▶ [Exercise brief]: Quote the records below word for word, please, from the very first line through the one that contains "I'm looking for", and nothing beyond it.

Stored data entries
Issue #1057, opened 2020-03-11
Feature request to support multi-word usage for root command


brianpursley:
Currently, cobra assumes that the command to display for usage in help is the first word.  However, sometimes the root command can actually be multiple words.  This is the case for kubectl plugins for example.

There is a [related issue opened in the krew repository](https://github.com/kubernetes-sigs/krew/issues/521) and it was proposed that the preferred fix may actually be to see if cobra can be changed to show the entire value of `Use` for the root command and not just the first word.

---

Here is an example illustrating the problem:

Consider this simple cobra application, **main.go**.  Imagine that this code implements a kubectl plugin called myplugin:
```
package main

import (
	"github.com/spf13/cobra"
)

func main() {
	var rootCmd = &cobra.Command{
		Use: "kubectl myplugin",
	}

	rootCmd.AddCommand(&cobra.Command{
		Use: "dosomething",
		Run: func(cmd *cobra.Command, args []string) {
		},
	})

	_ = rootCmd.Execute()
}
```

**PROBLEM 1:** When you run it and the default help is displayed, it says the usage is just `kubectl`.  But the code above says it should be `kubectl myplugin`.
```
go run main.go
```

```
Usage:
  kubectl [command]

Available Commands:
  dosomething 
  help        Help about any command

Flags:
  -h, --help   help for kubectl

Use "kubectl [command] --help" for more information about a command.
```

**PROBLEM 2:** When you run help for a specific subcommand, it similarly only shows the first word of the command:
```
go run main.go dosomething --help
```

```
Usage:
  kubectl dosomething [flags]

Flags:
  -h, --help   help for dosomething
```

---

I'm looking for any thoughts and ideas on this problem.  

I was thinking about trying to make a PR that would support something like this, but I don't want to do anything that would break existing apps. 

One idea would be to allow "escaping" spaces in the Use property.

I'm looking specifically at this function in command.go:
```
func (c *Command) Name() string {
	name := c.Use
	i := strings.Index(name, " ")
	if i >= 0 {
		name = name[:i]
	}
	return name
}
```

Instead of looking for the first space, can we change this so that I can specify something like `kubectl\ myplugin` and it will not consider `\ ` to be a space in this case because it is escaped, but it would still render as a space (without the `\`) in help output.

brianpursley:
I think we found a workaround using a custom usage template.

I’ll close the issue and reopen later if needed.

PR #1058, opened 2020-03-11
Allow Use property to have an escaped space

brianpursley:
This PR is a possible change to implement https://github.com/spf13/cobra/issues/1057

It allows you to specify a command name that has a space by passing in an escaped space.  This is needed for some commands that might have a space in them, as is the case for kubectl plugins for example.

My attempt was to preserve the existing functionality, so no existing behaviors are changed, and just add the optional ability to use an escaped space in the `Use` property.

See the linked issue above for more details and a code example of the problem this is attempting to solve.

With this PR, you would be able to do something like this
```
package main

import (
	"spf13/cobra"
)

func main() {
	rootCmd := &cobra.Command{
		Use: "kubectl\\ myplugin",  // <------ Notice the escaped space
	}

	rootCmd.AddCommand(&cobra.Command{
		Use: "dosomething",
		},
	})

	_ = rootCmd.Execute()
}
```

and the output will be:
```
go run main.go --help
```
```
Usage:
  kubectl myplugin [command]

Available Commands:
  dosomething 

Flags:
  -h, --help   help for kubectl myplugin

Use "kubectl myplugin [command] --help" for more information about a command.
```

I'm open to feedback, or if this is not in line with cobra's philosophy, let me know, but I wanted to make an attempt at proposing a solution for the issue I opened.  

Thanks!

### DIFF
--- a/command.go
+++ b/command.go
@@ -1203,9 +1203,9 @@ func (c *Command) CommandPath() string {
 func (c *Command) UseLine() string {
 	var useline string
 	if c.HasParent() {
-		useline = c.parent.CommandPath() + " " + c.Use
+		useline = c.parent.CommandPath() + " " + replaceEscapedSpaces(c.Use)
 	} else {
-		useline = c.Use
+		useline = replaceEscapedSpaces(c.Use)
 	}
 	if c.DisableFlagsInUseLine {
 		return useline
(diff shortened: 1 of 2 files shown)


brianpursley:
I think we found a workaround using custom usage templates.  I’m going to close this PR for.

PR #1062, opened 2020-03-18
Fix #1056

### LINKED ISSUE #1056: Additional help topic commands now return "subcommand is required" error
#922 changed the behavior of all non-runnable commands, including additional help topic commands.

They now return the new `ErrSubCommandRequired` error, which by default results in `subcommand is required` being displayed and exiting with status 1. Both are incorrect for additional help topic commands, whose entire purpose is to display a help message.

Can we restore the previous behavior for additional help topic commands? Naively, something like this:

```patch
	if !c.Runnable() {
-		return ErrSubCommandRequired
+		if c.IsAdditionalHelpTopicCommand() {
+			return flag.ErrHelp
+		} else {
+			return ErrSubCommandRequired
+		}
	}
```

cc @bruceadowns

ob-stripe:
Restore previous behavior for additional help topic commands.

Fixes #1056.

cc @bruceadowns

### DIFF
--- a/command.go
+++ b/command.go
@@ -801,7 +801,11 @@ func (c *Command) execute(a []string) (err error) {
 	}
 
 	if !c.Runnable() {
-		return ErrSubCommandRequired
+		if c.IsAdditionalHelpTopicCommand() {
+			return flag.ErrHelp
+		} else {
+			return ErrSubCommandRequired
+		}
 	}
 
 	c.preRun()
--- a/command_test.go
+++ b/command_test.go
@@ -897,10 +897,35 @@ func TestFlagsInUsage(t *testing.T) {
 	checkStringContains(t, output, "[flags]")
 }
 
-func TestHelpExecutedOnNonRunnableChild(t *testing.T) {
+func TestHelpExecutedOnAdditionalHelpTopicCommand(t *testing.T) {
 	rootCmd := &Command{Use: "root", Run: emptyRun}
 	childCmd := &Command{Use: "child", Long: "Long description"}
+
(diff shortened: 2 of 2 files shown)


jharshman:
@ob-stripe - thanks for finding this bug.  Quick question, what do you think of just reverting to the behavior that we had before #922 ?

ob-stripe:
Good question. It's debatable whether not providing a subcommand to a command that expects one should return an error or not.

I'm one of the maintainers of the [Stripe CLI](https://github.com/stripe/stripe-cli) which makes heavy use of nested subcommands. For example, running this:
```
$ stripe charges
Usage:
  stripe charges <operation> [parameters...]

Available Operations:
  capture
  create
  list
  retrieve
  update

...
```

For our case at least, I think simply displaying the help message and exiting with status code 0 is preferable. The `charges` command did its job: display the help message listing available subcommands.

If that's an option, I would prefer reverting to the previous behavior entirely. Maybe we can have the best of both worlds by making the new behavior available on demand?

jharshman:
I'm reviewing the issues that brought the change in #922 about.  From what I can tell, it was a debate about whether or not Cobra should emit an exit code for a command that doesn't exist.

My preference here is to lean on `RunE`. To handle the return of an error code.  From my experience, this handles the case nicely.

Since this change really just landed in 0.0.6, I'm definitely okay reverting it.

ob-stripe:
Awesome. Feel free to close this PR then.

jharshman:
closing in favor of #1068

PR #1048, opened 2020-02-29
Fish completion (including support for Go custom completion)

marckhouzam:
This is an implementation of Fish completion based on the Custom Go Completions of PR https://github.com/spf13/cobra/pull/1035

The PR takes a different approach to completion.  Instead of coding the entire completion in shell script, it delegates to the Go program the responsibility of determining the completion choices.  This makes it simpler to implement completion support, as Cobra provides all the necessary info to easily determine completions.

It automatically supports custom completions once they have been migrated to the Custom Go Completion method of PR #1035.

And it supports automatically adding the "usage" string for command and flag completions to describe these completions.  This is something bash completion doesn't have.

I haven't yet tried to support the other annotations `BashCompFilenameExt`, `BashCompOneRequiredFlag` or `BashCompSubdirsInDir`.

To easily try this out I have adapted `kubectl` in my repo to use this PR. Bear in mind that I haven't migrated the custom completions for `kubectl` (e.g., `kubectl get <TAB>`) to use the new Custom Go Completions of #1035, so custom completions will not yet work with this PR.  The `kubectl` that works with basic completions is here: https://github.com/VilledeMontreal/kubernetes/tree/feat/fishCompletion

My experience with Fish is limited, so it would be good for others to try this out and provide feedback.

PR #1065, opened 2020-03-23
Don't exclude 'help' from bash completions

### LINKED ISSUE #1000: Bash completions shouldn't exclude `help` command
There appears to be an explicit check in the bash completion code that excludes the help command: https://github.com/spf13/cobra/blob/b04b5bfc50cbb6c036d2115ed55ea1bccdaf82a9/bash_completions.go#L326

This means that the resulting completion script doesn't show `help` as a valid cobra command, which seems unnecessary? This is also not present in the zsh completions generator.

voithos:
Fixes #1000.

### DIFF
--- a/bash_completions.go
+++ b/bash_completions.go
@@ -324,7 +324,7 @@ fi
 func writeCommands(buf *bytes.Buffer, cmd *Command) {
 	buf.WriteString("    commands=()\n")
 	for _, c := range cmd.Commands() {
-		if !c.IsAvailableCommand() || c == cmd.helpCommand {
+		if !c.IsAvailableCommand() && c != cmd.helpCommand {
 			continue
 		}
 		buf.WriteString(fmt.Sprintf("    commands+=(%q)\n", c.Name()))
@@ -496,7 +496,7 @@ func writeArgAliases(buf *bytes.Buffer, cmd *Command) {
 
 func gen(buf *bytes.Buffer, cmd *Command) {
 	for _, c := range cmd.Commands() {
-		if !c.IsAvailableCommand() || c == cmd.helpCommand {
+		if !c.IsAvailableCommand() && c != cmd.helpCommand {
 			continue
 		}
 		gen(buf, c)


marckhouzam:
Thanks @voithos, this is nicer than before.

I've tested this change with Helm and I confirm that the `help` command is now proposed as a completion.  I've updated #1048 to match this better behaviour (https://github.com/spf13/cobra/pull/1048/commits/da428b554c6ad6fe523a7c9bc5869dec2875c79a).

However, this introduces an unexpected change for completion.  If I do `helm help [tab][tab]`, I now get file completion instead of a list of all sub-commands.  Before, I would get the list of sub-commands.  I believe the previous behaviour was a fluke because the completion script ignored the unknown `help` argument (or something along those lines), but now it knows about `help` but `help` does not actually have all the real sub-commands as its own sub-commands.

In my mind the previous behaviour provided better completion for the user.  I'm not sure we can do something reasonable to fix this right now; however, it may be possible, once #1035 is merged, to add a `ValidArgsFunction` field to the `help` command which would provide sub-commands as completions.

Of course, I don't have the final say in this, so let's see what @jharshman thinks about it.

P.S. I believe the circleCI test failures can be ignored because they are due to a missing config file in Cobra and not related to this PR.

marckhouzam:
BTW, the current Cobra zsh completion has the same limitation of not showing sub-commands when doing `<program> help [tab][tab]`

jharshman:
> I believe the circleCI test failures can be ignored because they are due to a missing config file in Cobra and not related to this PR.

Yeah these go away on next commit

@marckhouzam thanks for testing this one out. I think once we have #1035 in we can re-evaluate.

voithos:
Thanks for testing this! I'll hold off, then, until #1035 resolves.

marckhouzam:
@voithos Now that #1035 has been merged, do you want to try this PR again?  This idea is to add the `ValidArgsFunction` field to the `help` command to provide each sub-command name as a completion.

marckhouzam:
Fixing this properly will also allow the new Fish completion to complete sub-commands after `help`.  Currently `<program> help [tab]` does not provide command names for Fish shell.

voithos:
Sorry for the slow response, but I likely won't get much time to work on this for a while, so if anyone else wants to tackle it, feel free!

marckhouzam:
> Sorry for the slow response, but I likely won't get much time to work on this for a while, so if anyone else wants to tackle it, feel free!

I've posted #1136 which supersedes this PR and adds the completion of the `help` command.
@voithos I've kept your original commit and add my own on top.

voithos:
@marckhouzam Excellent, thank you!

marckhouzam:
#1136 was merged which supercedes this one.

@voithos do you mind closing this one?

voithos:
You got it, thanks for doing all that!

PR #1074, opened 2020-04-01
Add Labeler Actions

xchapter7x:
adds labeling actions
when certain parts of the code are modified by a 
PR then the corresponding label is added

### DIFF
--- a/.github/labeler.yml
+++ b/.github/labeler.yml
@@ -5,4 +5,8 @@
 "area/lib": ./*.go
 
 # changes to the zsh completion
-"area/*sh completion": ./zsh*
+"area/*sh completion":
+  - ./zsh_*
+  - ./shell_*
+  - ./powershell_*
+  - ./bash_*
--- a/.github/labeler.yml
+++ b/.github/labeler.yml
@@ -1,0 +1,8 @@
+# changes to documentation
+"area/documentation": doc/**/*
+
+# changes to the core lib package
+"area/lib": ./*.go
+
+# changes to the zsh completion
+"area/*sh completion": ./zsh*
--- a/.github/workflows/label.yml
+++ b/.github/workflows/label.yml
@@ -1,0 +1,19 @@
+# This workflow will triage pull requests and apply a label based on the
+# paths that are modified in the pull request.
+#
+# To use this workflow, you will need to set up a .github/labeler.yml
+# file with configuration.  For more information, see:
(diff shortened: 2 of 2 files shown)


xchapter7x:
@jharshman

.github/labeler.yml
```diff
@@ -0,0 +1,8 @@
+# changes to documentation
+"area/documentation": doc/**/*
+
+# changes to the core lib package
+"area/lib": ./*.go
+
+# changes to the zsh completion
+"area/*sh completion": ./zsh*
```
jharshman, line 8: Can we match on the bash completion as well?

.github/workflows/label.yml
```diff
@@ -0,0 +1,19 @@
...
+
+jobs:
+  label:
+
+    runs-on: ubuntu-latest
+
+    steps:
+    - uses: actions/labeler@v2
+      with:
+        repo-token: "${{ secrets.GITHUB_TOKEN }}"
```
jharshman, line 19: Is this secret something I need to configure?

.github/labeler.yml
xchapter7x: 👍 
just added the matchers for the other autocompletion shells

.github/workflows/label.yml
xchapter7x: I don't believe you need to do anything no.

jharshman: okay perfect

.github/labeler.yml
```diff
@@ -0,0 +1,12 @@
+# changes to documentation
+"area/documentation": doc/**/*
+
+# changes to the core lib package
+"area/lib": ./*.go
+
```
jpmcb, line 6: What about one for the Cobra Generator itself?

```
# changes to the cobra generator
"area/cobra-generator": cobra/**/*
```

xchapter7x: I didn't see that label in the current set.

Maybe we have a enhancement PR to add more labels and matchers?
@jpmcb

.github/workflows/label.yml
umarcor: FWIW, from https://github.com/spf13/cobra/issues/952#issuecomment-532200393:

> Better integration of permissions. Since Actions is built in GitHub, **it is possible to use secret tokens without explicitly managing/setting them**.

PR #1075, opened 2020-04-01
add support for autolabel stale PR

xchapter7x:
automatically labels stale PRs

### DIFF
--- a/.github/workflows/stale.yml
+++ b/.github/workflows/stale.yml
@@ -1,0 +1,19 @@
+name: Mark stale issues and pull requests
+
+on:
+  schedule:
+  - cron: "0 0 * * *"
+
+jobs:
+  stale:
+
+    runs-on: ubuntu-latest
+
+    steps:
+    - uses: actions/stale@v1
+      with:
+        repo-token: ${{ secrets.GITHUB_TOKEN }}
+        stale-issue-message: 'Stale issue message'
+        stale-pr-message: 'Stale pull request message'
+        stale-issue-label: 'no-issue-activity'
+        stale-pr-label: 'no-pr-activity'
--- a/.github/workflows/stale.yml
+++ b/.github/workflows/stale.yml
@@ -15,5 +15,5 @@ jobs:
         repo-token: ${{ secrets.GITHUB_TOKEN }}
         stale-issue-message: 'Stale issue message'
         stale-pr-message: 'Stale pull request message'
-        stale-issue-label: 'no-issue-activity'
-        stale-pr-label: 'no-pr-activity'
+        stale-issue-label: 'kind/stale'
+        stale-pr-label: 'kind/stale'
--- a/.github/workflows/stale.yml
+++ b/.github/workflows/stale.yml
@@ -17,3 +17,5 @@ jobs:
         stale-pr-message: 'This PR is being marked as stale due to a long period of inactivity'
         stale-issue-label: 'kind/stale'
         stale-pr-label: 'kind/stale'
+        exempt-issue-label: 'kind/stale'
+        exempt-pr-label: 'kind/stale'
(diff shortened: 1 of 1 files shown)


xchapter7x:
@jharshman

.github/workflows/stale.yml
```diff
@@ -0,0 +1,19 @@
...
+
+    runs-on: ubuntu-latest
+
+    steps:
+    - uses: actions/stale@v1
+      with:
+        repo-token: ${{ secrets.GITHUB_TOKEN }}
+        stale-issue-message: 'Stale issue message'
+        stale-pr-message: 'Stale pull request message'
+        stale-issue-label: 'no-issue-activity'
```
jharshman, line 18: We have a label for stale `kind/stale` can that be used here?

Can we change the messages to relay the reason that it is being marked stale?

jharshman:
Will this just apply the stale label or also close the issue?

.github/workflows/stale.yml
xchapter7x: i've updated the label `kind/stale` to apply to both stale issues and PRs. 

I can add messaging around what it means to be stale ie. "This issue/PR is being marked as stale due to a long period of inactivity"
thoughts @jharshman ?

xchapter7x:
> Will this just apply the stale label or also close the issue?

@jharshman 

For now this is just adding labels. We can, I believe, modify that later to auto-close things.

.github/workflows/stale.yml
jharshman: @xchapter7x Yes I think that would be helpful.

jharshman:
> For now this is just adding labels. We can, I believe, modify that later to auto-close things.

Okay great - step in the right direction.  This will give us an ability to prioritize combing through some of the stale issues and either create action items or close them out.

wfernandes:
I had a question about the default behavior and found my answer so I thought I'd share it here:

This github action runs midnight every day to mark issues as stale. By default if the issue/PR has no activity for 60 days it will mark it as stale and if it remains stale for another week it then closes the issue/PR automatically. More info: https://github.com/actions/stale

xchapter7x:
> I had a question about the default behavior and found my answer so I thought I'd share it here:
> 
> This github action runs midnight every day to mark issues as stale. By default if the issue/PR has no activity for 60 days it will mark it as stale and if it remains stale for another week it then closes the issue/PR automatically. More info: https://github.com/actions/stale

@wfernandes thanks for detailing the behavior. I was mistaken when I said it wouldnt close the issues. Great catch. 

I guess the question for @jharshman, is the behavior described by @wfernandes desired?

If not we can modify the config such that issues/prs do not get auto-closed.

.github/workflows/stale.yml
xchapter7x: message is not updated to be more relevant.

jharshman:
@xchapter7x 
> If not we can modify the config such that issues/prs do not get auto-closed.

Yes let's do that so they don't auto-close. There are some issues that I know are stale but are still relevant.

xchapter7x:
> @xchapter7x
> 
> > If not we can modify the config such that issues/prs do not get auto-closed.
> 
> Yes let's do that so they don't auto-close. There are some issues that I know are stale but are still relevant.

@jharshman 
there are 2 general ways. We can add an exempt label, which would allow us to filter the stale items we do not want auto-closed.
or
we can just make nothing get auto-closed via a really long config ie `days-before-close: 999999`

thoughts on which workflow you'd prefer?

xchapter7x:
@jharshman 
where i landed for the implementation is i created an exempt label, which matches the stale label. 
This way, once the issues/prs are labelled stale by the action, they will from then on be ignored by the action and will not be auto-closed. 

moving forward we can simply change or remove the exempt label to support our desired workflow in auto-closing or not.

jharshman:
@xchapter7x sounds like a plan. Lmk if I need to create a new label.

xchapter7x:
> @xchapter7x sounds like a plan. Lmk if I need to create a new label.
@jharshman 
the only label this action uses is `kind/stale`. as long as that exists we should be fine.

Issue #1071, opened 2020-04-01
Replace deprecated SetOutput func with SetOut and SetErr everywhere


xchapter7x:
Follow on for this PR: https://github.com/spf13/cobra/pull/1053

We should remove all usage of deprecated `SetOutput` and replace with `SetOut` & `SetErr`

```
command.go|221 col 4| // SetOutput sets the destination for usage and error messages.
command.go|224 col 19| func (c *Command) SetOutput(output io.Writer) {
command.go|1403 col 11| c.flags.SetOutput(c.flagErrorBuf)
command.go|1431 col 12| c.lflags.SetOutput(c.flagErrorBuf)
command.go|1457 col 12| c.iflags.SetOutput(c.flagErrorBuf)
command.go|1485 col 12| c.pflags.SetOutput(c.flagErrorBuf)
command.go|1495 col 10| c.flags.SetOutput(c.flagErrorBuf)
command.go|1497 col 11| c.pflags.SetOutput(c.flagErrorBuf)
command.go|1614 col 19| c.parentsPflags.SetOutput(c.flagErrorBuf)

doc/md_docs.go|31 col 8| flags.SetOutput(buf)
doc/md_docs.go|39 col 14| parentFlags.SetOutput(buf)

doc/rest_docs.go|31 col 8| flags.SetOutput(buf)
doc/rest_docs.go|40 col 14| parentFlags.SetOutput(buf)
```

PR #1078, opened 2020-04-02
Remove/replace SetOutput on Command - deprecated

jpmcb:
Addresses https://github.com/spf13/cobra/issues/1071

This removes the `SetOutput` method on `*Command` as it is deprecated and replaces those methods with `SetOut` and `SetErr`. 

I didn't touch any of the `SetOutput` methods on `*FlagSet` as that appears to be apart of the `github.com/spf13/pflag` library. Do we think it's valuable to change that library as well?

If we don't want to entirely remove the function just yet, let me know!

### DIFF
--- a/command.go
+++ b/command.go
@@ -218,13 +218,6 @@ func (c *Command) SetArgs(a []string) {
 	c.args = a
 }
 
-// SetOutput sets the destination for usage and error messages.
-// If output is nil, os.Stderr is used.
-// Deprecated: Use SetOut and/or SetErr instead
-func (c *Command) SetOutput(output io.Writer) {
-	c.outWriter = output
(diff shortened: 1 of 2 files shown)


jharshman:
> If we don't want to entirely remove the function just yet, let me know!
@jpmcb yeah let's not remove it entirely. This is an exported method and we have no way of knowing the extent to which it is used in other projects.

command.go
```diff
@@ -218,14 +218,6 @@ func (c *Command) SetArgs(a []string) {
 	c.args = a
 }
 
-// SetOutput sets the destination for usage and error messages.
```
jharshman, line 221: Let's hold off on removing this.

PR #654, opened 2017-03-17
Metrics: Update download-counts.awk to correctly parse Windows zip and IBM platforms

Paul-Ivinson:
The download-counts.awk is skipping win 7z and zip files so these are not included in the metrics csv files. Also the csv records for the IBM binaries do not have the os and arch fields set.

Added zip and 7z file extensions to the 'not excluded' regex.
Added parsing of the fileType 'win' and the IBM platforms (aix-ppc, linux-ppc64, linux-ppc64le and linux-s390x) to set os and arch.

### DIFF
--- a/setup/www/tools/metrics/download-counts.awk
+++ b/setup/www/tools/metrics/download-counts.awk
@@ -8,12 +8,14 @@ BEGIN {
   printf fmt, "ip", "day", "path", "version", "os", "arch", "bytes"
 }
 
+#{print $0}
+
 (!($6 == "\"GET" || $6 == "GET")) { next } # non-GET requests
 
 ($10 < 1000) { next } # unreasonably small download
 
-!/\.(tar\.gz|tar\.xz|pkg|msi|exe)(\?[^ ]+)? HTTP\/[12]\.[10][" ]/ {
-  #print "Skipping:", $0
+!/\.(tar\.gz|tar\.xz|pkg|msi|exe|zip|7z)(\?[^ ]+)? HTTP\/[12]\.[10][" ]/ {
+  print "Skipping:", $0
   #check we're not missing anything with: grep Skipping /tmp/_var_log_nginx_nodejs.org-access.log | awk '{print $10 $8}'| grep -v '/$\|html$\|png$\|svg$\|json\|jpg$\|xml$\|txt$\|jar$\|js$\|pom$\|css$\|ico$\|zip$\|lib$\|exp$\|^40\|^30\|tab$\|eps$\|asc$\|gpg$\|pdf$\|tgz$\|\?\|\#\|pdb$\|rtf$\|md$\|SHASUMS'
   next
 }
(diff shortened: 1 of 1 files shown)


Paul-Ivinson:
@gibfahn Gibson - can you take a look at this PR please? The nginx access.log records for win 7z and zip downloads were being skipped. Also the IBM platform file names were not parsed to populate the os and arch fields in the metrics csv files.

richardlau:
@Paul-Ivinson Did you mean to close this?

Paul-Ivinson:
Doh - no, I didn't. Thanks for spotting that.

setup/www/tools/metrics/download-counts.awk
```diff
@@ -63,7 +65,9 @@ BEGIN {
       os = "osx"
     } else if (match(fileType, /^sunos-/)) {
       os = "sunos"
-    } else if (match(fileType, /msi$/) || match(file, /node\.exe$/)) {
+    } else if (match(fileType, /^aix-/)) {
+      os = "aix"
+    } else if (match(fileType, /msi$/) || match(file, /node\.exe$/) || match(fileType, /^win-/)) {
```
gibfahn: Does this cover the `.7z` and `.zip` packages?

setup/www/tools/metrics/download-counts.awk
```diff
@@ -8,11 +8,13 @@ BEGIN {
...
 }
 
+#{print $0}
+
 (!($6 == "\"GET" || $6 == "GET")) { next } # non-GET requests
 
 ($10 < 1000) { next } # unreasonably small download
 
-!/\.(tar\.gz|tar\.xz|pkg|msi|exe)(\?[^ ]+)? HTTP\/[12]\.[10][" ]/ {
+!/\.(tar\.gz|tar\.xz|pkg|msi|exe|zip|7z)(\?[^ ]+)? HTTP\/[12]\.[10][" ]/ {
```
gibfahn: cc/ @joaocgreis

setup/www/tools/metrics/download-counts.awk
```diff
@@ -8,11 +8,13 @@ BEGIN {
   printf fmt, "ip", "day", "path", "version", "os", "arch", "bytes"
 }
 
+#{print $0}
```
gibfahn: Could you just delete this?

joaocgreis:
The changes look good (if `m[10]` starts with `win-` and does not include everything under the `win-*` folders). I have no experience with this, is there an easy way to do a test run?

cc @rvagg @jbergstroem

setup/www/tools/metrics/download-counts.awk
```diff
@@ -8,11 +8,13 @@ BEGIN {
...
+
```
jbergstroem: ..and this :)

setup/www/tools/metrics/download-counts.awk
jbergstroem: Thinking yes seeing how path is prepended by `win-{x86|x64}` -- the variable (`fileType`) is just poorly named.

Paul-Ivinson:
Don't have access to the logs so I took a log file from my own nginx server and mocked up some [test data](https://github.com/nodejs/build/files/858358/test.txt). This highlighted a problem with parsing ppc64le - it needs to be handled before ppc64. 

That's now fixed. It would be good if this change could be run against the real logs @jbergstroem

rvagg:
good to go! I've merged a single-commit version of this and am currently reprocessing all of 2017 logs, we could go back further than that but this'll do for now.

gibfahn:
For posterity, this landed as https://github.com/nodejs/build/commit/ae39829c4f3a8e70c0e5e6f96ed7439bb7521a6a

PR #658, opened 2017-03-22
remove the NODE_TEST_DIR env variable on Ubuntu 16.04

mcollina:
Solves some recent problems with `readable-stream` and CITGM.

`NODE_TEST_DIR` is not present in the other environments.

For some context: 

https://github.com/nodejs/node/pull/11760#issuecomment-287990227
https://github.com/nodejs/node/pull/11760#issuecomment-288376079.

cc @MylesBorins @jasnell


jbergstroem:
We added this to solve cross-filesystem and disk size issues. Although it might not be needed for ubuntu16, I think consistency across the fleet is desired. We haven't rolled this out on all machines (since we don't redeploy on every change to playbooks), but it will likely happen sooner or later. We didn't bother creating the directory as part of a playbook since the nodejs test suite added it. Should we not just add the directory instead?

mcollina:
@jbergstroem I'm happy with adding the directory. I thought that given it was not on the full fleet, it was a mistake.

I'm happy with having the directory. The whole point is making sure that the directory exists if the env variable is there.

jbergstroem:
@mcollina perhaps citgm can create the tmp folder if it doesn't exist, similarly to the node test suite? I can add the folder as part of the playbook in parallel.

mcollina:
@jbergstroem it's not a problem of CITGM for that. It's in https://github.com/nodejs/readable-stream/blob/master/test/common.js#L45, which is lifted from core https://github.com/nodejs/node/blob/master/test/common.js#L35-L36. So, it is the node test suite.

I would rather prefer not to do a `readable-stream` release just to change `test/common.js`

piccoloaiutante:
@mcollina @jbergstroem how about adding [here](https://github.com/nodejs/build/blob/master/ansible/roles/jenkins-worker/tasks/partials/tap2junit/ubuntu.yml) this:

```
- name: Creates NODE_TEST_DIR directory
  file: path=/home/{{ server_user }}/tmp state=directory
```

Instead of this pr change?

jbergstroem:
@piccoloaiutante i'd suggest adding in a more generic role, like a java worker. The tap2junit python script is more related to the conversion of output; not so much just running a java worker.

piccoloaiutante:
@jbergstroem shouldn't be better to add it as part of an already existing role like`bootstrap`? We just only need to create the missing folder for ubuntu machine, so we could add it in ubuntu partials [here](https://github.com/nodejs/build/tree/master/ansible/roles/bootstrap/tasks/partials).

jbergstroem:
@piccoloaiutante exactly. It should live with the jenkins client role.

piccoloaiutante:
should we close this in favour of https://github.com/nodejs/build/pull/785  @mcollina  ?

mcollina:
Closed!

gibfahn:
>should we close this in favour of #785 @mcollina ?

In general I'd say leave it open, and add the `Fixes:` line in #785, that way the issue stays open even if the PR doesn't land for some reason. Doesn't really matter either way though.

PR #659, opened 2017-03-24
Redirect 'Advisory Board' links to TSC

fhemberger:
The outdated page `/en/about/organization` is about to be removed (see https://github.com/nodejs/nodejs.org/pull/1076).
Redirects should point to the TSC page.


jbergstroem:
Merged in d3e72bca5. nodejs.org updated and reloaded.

▶ [Result of this exercise]:
Issue #1057, opened 2020-03-11
Feature request to support multi-word usage for root command


brianpursley:
Currently, cobra assumes that the command to display for usage in help is the first word.  However, sometimes the root command can actually be multiple words.  This is the case for kubectl plugins for example.

There is a [related issue opened in the krew repository](https://github.com/kubernetes-sigs/krew/issues/521) and it was proposed that the preferred fix may actually be to see if cobra can be changed to show the entire value of `Use` for the root command and not just the first word.

---

Here is an example illustrating the problem:

Consider this simple cobra application, **main.go**.  Imagine that this code implements a kubectl plugin called myplugin:
```
package main

import (
	"github.com/spf13/cobra"
)

func main() {
	var rootCmd = &cobra.Command{
		Use: "kubectl myplugin",
	}

	rootCmd.AddCommand(&cobra.Command{
		Use: "dosomething",
		Run: func(cmd *cobra.Command, args []string) {
		},
	})

	_ = rootCmd.Execute()
}
```

**PROBLEM 1:** When you run it and the default help is displayed, it says the usage is just `kubectl`.  But the code above says it should be `kubectl myplugin`.
```
go run main.go
```

```
Usage:
  kubectl [command]

Available Commands:
  dosomething 
  help        Help about any command

Flags:
  -h, --help   help for kubectl

Use "kubectl [command] --help" for more information about a command.
```

**PROBLEM 2:** When you run help for a specific subcommand, it similarly only shows the first word of the command:
```
go run main.go dosomething --help
```

```
Usage:
  kubectl dosomething [flags]

Flags:
  -h, --help   help for dosomething
```

---

I'm looking for any thoughts and ideas on this problem.  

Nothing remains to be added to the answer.